┏━━

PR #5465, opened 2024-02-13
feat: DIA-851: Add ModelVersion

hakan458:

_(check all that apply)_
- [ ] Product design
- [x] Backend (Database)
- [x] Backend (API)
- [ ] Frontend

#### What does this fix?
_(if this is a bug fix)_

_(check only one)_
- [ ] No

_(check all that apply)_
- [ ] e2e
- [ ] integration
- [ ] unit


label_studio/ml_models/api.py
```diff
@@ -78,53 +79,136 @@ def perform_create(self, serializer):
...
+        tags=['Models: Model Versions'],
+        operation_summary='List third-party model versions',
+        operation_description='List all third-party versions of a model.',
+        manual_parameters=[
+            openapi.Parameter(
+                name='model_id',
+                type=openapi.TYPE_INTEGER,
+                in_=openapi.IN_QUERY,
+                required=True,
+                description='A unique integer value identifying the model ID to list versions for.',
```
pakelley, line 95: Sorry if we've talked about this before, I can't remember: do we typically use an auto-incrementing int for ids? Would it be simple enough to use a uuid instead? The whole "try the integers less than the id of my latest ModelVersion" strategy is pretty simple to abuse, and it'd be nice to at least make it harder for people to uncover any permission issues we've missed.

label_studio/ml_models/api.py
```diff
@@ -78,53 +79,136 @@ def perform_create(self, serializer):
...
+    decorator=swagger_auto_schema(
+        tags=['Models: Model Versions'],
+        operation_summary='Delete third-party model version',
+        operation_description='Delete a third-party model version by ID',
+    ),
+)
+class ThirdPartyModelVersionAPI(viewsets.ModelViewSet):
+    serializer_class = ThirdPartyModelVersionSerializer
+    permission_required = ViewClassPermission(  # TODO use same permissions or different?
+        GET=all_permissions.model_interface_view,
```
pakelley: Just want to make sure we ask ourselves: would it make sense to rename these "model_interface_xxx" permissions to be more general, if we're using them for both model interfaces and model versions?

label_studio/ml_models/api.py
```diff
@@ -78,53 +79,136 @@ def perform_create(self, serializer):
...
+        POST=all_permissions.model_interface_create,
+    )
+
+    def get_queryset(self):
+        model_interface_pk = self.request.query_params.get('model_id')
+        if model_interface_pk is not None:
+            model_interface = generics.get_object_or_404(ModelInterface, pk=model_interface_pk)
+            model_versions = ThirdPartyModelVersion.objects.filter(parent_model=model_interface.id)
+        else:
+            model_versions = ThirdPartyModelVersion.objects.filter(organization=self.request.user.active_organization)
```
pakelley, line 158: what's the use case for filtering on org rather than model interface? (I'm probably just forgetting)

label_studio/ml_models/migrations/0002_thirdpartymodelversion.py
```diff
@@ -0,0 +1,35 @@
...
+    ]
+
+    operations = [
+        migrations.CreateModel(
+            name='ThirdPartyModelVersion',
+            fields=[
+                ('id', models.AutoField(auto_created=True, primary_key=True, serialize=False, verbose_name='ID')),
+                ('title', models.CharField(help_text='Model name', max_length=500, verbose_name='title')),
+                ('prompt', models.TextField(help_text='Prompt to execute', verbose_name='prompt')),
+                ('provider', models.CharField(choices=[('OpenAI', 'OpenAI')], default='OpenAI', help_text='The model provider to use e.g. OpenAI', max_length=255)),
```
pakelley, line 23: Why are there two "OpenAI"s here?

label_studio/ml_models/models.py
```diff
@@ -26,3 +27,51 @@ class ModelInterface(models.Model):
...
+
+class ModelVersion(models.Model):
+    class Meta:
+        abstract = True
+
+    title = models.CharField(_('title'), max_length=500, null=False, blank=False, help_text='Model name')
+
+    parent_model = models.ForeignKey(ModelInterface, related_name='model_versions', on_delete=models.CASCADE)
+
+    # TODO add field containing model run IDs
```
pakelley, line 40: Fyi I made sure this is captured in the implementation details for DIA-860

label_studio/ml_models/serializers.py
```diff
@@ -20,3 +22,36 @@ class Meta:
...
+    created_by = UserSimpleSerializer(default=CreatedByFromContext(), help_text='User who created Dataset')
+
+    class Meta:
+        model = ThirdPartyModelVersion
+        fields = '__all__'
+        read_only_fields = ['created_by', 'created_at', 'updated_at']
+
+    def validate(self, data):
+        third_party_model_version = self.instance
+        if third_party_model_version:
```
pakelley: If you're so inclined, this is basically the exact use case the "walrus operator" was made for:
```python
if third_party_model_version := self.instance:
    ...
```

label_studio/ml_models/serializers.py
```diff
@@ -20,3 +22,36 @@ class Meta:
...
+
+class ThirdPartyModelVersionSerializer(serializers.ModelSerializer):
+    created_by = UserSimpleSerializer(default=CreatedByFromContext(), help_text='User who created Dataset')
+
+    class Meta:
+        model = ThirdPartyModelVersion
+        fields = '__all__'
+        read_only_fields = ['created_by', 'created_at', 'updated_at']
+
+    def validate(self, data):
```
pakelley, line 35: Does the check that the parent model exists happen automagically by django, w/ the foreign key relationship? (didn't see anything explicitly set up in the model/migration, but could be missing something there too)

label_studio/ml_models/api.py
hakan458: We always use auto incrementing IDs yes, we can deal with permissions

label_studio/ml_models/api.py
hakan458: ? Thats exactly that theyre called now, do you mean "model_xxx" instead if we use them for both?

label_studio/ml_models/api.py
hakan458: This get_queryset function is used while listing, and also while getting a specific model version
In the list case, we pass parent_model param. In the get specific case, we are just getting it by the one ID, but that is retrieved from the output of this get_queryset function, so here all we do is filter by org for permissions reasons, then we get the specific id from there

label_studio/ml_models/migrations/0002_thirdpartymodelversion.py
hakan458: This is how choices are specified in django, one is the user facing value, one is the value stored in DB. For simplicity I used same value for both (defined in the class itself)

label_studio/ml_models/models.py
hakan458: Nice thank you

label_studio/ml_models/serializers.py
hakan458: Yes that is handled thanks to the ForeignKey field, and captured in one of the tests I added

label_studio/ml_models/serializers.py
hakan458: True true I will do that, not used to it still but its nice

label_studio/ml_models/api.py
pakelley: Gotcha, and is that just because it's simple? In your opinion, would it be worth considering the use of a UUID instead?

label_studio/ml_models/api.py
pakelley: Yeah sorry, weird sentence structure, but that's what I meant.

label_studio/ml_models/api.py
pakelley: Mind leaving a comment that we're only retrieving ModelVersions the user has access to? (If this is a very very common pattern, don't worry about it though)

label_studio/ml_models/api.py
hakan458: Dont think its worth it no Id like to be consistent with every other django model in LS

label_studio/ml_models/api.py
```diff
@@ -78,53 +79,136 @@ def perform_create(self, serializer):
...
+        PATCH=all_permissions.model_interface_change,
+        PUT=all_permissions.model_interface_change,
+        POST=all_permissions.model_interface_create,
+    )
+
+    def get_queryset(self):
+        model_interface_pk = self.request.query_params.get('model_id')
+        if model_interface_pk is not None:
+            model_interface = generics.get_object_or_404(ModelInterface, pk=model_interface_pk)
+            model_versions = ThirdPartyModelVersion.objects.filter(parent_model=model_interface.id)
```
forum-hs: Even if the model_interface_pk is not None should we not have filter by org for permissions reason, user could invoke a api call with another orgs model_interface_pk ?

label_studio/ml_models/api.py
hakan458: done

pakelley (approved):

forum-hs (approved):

┗━━
┏━━

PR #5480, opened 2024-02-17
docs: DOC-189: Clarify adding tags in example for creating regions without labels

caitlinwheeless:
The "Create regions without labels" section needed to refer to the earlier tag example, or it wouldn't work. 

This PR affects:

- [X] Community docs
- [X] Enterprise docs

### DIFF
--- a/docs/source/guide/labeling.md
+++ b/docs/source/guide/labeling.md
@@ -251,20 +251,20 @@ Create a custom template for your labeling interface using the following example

┗━━

# [WORK REQUEST]
When the entries above show the word "same" in a line, copy that line out.

# [RESPONSE TO THIS EXERCISE]
+    permission_required = ViewClassPermission(  # TODO use same permissions or different?
hakan458: This is how choices are specified in django, one is the user facing value, one is the value stored in DB. For simplicity I used same value for both (defined in the class itself)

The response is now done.